• EXERCISE BRIEF
Identify all lines of the data containing the string "paired" and copy them.
━━━━━ EXERCISE INPUTS ━━━━━
Issue #13267, opened 2024-10-03
Oxidize `ParameterExpression`


mtreinish:
Right now the `ParameterExpression` class is defined solely in Python. This has been causing a large bottleneck in the use of Rust to accelerate more of Qiskit as we have to explicitly use python any time we interact with a `ParameterExpression`.  So we should move the definition of `ParameterExpression` to Rust and expose it to python with a compatible api.

At a technical level this is a more involved issue than the other pieces from #13264 because our current interface for `ParameterExpression` is dependent on symengine, a C++ library, to handle the actual expressions. We have the option of interfacing with symengine's C api fairly easily from rust, but that adds complexity to our build system, either requiring a dynamic library is installed to use qiskit (which we can bundle in the released wheels for supported platforms) which adds some runtime complexity, or we can statically link the library into qiskit at build time, but this then adds build time complexity (either building symengine from source or pulling a precompiled library from somewhere).

mtreinish:
This isn't actually complete, #13278 moved us to a rust symbolic expression library but it didn't move the `ParameterExpression` class to rust or update the data model in `CircuitData` or `DAGCircuit` to work natively with that rust object.

Issue #13131, opened 2024-09-11
Port QPY serialization to Rust


mtreinish:
### What should we add?

Now that we have most of the circuit model in Rust it should be possible to port the QPY into Rust. We have enough of the data model in Rust now to iterate over the circuit data in rust and generate the payload as we go. There are still places where there will be python interaction, mainly around custom gates and pulse/calibrations. But we can just call out to Python functions as necessary to handle that.

The actual QPY format is packed structs with network endianess and it is pretty natural to express this in rust. The payloads defined in: https://github.com/Qiskit/qiskit/blob/main/qiskit/qpy/formats.py would be expressed as something like:

```rust
#[repr(packed)]
struct FileHeader {
    preface: [c_char; 6],
    qpy_version: c_uchar,
    major_version: c_uchar,
    minor_version: c_uchar,
    patch_version: c_uchar,
    num_programs: c_ulonglong
}
```
in rust.

Although we'll have to use something like the byteorder crate: https://docs.rs/byteorder/latest/byteorder/ to specify the endianess when reading or writing the QPY payload. Although it might be easier to use something like `serde` to handle the serialization for us and then just work with rust native structs: https://serde.rs/data-format.html

PR #13356, opened 2024-10-22
Add Qiskit native QPY ParameterExpression serialization

### LINKED ISSUE #13252: Introduce Qiskit native ParameterExpression serialization
### What should we add?

Right now QPY relies on symengine's native serialization format for serializing the internal symbolic expression used by the parameter expression. At the time this made a lot of sense because we could relying on symengine to manage how best to represent it's internal data model and it was also C++ relying on the cereal library so it was very fast. But as was recently discovered by the symengine 0.13 release the payload format is version specific, and symengine will error if you try to load a expression generated with a different symengine version. For the immediate term we were able to "workaround" this issue here: https://github.com/Qiskit/qiskit/pull/13251 but this isn't a general solution as symengine could change the format between versions, that's why they have the check.

Moving forward for qiskit 1.3.0 we must come up with a qiskit native serialization for `ParameterExpression` for QPY instead of relying on symengine or sympy to do it for us. This should be introduced in QPY version 13, this version mismatch is still a possibility for users of QPY version >=10 and < 13 when loading a historically generated payload, but in those cases the only option is to install a compatible version of symengine if the payload format is relying on it.

mtreinish:
### Summary

With the release of symengine 0.13.0 we discovered a version dependence on the payload format used for serializing symengine expressions. This was worked around in #13251 but this is not a sustainable solution and only works for symengine 0.11.0 and 0.13.0 (there was no 0.12.0). While there was always the option to use sympy to serialize the underlying symbolic expression (there is a `use_symengine` flag on `qpy.dumps` you can set to `False` to do this) the sympy serialzation has several tradeoffs most importantly is much higher runtime overhead. To solve the issue moving forward a qiskit native representation of the parameter expression object is necessary for serialization.

This commit bumps the QPY format version to 13 and adds a new serialization format for ParameterExpression objects. This new format is a serialization of the API calls made to ParameterExpression that resulted in the creation of the underlying object. To facilitate this the ParameterExpression class is expanded to store an internal "replay" record of the API calls used to construct the ParameterExpression object. This internal list is what gets serialized by QPY and then on deserialization the "replay" is replayed to reconstruct the expression object. This is a different approach to the previous QPY representations of the ParameterExpression objects which instead represented the internal state stored in the ParameterExpression object with the symbolic expression from symengine (or a sympy copy of the expression). Doing this directly in Qiskit isn't viable though because symengine's internal expression tree is not exposed to Python directly. There isn't any method (private or public) to walk the expression tree to construct a serialization format based off of it. Converting symengine to a sympy expression and then using sympy's API to walk the expression tree is a possibility but that would tie us to sympy which would be problematic for #13267 and #13131, have significant runtime overhead, and it would be just easier to rely on sympy's native serialization tools.

The tradeoff with this approach is that it does increase the memory overhead of the `ParameterExpression` class because for each element in the expression we have to store a record of it. Depending on the depth of the expression tree this also could be a lot larger than symengine's internal representation as we store the raw api calls made to create the ParameterExpression but symengine is likely simplifying it's internal representation as it builds it out. But I personally think this tradeoff is worthwhile as it ties the serialization format to the Qiskit objects and APIs instead of relying on a 3rd party library. This also gives us the flexibility of changing the internal symbolic expression library internally in the future if we decide to stop using symengine at any point.

### Details and comments

Fixes #13252

TODO:

- [x] Add QPY v13 format documentation
- [x] Add release notes
- [x] Expand test coverage. We need to ensure we have thorough coverage of all supported expression operations which we weren't previously exercising through QPY.


qiskit/qpy/formats.py
```diff
@@ -259,6 +259,18 @@
 PARAMETER_PACK = "!H16s"
 PARAMETER_SIZE = struct.calcsize(PARAMETER_PACK)
 
+## PARAMETEREXPRESSION
+# PARAM_EXPR_V2 = namedtuple("PARAM_EXPR_V2", ["size"])
+# PARAM_EXPR_V2_PACK = "!H"
+# PARAM_EXPR_V2_SIZE = struct.calcsize(PARAM_EXPR_V2_PACK)
+
```
mtreinish:
```suggestion
```

mtreinish:
The state of this is it's stuck on the overly complex expression example test I added in: https://github.com/Qiskit/qiskit/pull/13356/commits/2b352d705ab30f2106f5668ec07a3fbe0bbfcd41 I'm thinking it might be worth approaching the deserialization in a slightly different approach instead of doing nested expressions recursively like it currently is. If anyone has bandwidth and can come up with a fix before me for that test, feel free to just push to the branch. I think when that test is passing we probably have enough coverage between that new test and the expression tests that already existed for circuits and pulse schedules (we might want to convert those expression tests to circuit equivalents as part of the pulse removal in 2.0).

mtreinish:
Ok, I fixed the issue from last week with: https://github.com/Qiskit/qiskit/pull/13356/commits/a903387f435294cc5a85a2e39d119a83e4864578 which switches to a stack based approach instead of a recursive one. I think this should be ready now.

qiskit/circuit/parameterexpression.py
```diff
@@ -30,12 +33,80 @@
...
+    POW = 4
+    SIN = 5
+    COS = 6
+    TAN = 7
+    ASIN = 8
+    ACOS = 9
+    EXP = 10
+    LOG = 11
+    SIGN = 12
+    DERIV = 13
```
ElePT: Minor question, any reason why you chose `DERIV` instead of `GRAD`? Is it because it was closer to the symengine notation?

qiskit/qpy/__init__.py
```diff
@@ -322,6 +342,139 @@
...
+
+Version 13 added a native Qiskit serialization representation for :class:`.ParameterExpression`.
+Previous QPY versions relied on either sympy or symengine to serialize the underlying symbolic
+expression, while in version 13 QPY now represents the sequence of API calls used to create the
+ParameterExpression.
+
+The first change is the :ref:`qpy_param_expr_v3` payload for the ``expr_size`` bytes following
+the header is now comprised of an array of ``PARAM_EXPR_ELEM_V13`` structs. The intent is for the
+array of elements to be read one struct at a time that describe the calls to make to reconstruct
+the :class:`.ParameterExpression`.
```
ElePT:
```suggestion
Previous QPY versions relied on either ``sympy`` or ``symengine`` to serialize the underlying symbolic
expression. Starting in Version 13, QPY now represents the sequence of API calls used to create the
:class:`.ParameterExpression`.

The main change in the serialization format is in the :ref:`qpy_param_expr_v3` payload.  The ``expr_size`` bytes following
the head now contain an array of ``PARAM_EXPR_ELEM_V13`` structs. The intent is for this
array to be read one struct at a time, where each struct describes one of the calls to make to reconstruct the :class:`.ParameterExpression`.
```

qiskit/qpy/__init__.py
```diff
@@ -322,6 +342,139 @@
...
+    struct {
+        unsigned char op_code;
+        char lhs_type;
+        char lhs[16];
+        char rhs_type;
+        char rhs[16];
+    } PARAM_EXPR_ELEM_V13;
+
+The ``op_code`` field is used to define the operation used for the operation
+added to the :class:`.ParameterExpression`. The value can be:
```
ElePT:
```suggestion
The ``op_code`` field is used to define the operation added to the :class:`.ParameterExpression`. The value can be:
```

qiskit/qpy/__init__.py
```diff
@@ -322,6 +342,139 @@
...
+     - :meth:`~.ParameterExpression.abs`
+   * - 17
+     - :meth:`~.ParameterExpression.arctan`
+   * - 255
+     - NULL
+
+The ``NULL`` value of 255 is only used to fill the op code field for
+entries that are not actual operations but indicate recursive definitions.
+Then the ``lhs_type`` and ``rhs_type`` fields are used to describe
+the operand types and can be one of the following utf8 encoded
```
ElePT:
```suggestion
the operand types and can be one of the following UTF-8 encoded
```

qiskit/qpy/__init__.py
```diff
@@ -322,6 +342,139 @@
...
+    final_expr = z**2 + expr
+
+the inner ``expr`` in ``final_expr``. When ``s`` is encountered this indicates that until
+an ``e` struct is reached the next structs are used for a recursive definition. For both
+``s`` and ``e`` types the data values are 0 and not used. The type value
+of ``u`` is used to represent a substitution call. This only is used for ``lhs_type``
+and is always paired with an ``rhs_type`` of ``n``. The data value is the size in bytes of
+a :ref:`qpy_mapping` encoded mapping of :class:`.Parameter` names to their value for the
+:meth:`~.ParameterExpression.subs` call. The mapping data is immediately following the
+struct, and the next struct starts immediately after the mapping data.
```
ElePT:
```suggestion
When ``s`` is encountered, this indicates that until an ``e` struct is reached, the next structs 
are used for a recursive definition. For both
``s`` and ``e`` types, the data values are not used, and always set to 0. The type value
of ``u`` is used to represent a substitution call. This is only used for ``lhs_type``
and is always paired with an ``rhs_type`` of ``n``. The data value is the size in bytes of
a :ref:`qpy_mapping` encoded mapping of :class:`.Parameter` names to their value for the
:meth:`~.ParameterExpression.subs` call. The mapping data is immediately following the
struct, and the next struct starts immediately after the mapping data.
```

qiskit/qpy/binary_io/value.py
```diff
@@ -50,20 +56,132 @@ def _write_parameter_vec(file_obj, obj):
     file_obj.write(name_bytes)
 
 
-def _write_parameter_expression(file_obj, obj, use_symengine, *, version):
-    if use_symengine:
-        expr_bytes = obj._symbol_expr.__reduce__()[1][0]
+def _encode_replay_entry(inst, file_obj, version, side=False):
```
ElePT: If `side` is used to mark the right-side operand, I think it would be clearer to say it explicitly, maybe:

```suggestion
def _encode_replay_entry(inst, file_obj, version, r_side=False):
```
(again, minor suggestion, it just took me a bit to go and check which side it was). If I confused the side, the same would apply to the left.

qiskit/qpy/binary_io/value.py
```diff
@@ -50,20 +56,132 @@ def _write_parameter_vec(file_obj, obj):
...
+            from sympy import srepr, sympify
+
+            expr_bytes = srepr(sympify(obj._symbol_expr)).encode(common.ENCODE)
+    else:
+        with io.BytesIO() as buf:
+            extra_symbols = _write_parameter_expression_v13(buf, obj, version)
+            expr_bytes = buf.getvalue()
+    symbol_table_len = len(obj._parameter_symbols)
+    if extra_symbols:
+        symbol_table_len += 2 * len(extra_symbols)
```
ElePT, line 179: If I'm not mistaken, the `extra_symbols` represent the mapping data, right? why is the len multiplied by 2?

ElePT: Aha, I think I got it, you are iterating over `extra_symbols` twice, one time to encode the keys, and another for the values.

qiskit/qpy/binary_io/value.py
```diff
@@ -334,6 +495,138 @@ def _read_parameter_expression_v3(file_obj, vectors, use_symengine):
...
+                vectors=vectors,
+            )
+        else:
+            raise exceptions.QpyError(f"Invalid parameter expression map type: {elem_key}")
+        symbol_map[symbol] = value
+    with io.BytesIO(payload) as buf:
+        return _read_parameter_expr_v13(buf, symbol_map, version, vectors)
+
+
+def _read_parameter_expr_v13(buf, symbol_map, version, vectors):
```
ElePT, line 545: I see why this is the case (there is no previous instance of `_read_parameter_expr`), but I find it a bit difficult to track that `_read_parameter_expr_v13` is related to `_read_parameter_expression_v4`. I don't think I have a good suggestion, because randomly assigning it a v4 would also not be ideal, so I am ok with leaving it as-is.

qiskit/qpy/binary_io/value.py
```diff
@@ -334,6 +495,138 @@ def _read_parameter_expression_v3(file_obj, vectors, use_symengine):
...
+            if not isinstance(lhs, ParameterExpression) and isinstance(rhs, ParameterExpression):
+                if expression_data.OP_CODE == 0:
+                    method_str = "__radd__"
+                elif expression_data.OP_CODE == 1:
+                    method_str = "__rsub__"
+                elif expression_data.OP_CODE == 2:
+                    method_str = "__rmul__"
+                elif expression_data.OP_CODE == 3:
+                    method_str = "__rtruediv__"
+                stack.append(getattr(rhs, method_str)(lhs))
```
ElePT: why is `__rpow__` not included in these? I just noticed that we are entering the `if` for codes 4, 13, 15 too, which correspond to pow, deriv and conj, but then there are no method str changes for them.

qiskit/qpy/__init__.py
```diff
@@ -322,6 +342,139 @@
...
+   * - ``s``
+     - Recursive :class:`.ParameterExpression` definition start
+   * - ``e``
+     - Recursive :class:`.ParameterExpression` definition stop
+   * - ``u``
+     - substitution
+
+if the type value is ``f`` or ``c`` the corresponding ``lhs`` or `rhs``
+field is the literal value with 0 padding for the full 128 bit width in case of a
+float. For ``i`` it's encoded as a 64 bit signed integer with 0 padding for the full
```
ElePT: I found the wording a bit confusing, I don't know if this is too verbose but I tried to reword this part a little up to my understanding:

```suggestion
If the type value is ``f`` ,``c`` or ``i``, the corresponding ``lhs`` or `rhs``
field widths are 128 bits each. In the case of floats, the literal value is encoded as a double 
with 0 padding, while complex numbers are encoded as real part followed by imaginary part,
taking up 64 bits each. For ``i`, the value is encoded as a 64 bit signed integer with 0 padding for the full
```

qiskit/qpy/__init__.py
```diff
@@ -322,6 +342,139 @@
...
+128 bit width. ``n`` is used to represent a ``None`` and typically isn't directly used as
+it indicates an argument that's not used. For ``p`` the data is the UUID for the
+:class:`.Parameter` which can be looked up in the symbol map described in the
+``map_elements`` outer :ref:`qpy_param_expr_v3` payload. If the type value is
+``s`` this marks the start of a a new recursive section for a nested
+:class:`.ParameterExpression`. For example::
```
ElePT:
```suggestion
:class:`.ParameterExpression`. For example, in the following snippet there is an inner ``expr`` 
contained in ``final_expr``, constituting a nested expression::
```

ElePT (commented):
Thanks @mtreinish. After taking a look I think the PR looks good. I think we agree in the need for a Qiskit-native alternative for the symengine serialization even if there are some tradeoffs in terms of memory footprint. I added mostly documentation-related suggestions, some typos and some rewordings, and a few minor comments. The question I left in `read_parameter_expression_v4` might be important, but I might have missed something there. Other than that, I was wondering if we should also communicate somehow that `use_symengine`  isn't useful anymore for QPY versions over 13?

qiskit/circuit/parameterexpression.py
mtreinish: Yeah it was more or less to match the functionality to what symengine called it. I can switch it to `GRAD` or `GRADIENT` if you'd prefer, the only thing that really matters here is the `13`.

qiskit/qpy/binary_io/value.py
mtreinish: Yep, that was why I set the length to 2x here

qiskit/qpy/binary_io/value.py
mtreinish: Oh, I meant to change the v4's to v13s. v4 was just a misreading of the code when I first started this. I thought we were versioning the parameter expression independently because v3 was so low. But I realized it was really changed last in qpy v3. I'll update this.

qiskit/circuit/parameterexpression.py
ElePT: this is 100% nitpick but for some reason I would prefer `GRAD`, yes, but it's not a super strong request

qiskit/qpy/binary_io/value.py
mtreinish: For 13 and 15 we can never have a reversed version. They only work if the left hand side is a parameter expression since we can't do the gradient of substitution on an a literal type. I think you're right the lack of `__rpow__` here for `OP_CODE == 5` is probably a bug, I'll add a test case for it and fix it if so.

ElePT: That's what I thought, thanks for confirming the 13 and 15 ones, I wasn't 100% sure

mtreinish: Fixed in: https://github.com/Qiskit/qiskit/pull/13356/commits/8c2205faf7971fe281d4b82100ab8f79c5bb8d70 this turned out to be a larger bug around non-commutative operations which that commit fixes. Thanks for catching this.

qiskit/qpy/binary_io/value.py
mtreinish: Done in: https://github.com/Qiskit/qiskit/pull/13356/commits/6e75ea58fa69df4c17e5add40b86c0ac5d53c899

qiskit/qpy/binary_io/value.py
mtreinish: Done in: https://github.com/Qiskit/qiskit/pull/13356/commits/11f65adbc08690ffe3cb3587814ec1274905b111

qiskit/circuit/parameterexpression.py
mtreinish: Done in: https://github.com/Qiskit/qiskit/pull/13356/commits/8ae658932de61ad5c06e70572bb9c8e0d23a5904

mtreinish:
> Other than that, I was wondering if we should also communicate somehow that use_symengine isn't useful anymore for QPY versions over 13?

I added a sentence to the `qpy.dump` function's docstring for the `use_symengine` argument to say it doesn't do anything in qpy 13. Were you thinking we needed an upgrade release note or something to documente it further? 

We can drop the argument in 2.0 potentially since 2.0 will have a minimum compatibility version of qpy format version 13 so nothing >=2.0 emits can support the `use_symengine` flag. But my worry with that is it is a potentially breaking api change for users that might want to support dumping qpy across code run with multiple qiskit versions. So maybe it's better to just document it as not doing anything in 2.0 and remove it in 3.0. Either way that's something we can debate post 1.3, since we probably should not deprecate it here, and only save that for a future release.

ElePT (approved):
> I added a sentence to the `qpy.dump` function's docstring for the `use_symengine` argument to say it doesn't do anything in qpy 13. Were you thinking we needed an upgrade release note or something to documente it further?

I didn't have a fixed idea, but I think the docstring is a good place for the moment. I also wasn't pushing for a deprecation now, just wanted to raise the point to make sure we didn't forget to deal with it in the future.

Thanks a lot for applying the review comments so fast! I have taken a second look and cannot come up with any other potential issue, so on my side I think the PR is ready to be merged.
━━━━━
• EXPECTED ANSWER
+and is always paired with an ``rhs_type`` of ``n``. The data value is the size in bytes of
and is always paired with an ``rhs_type`` of ``n``. The data value is the size in bytes of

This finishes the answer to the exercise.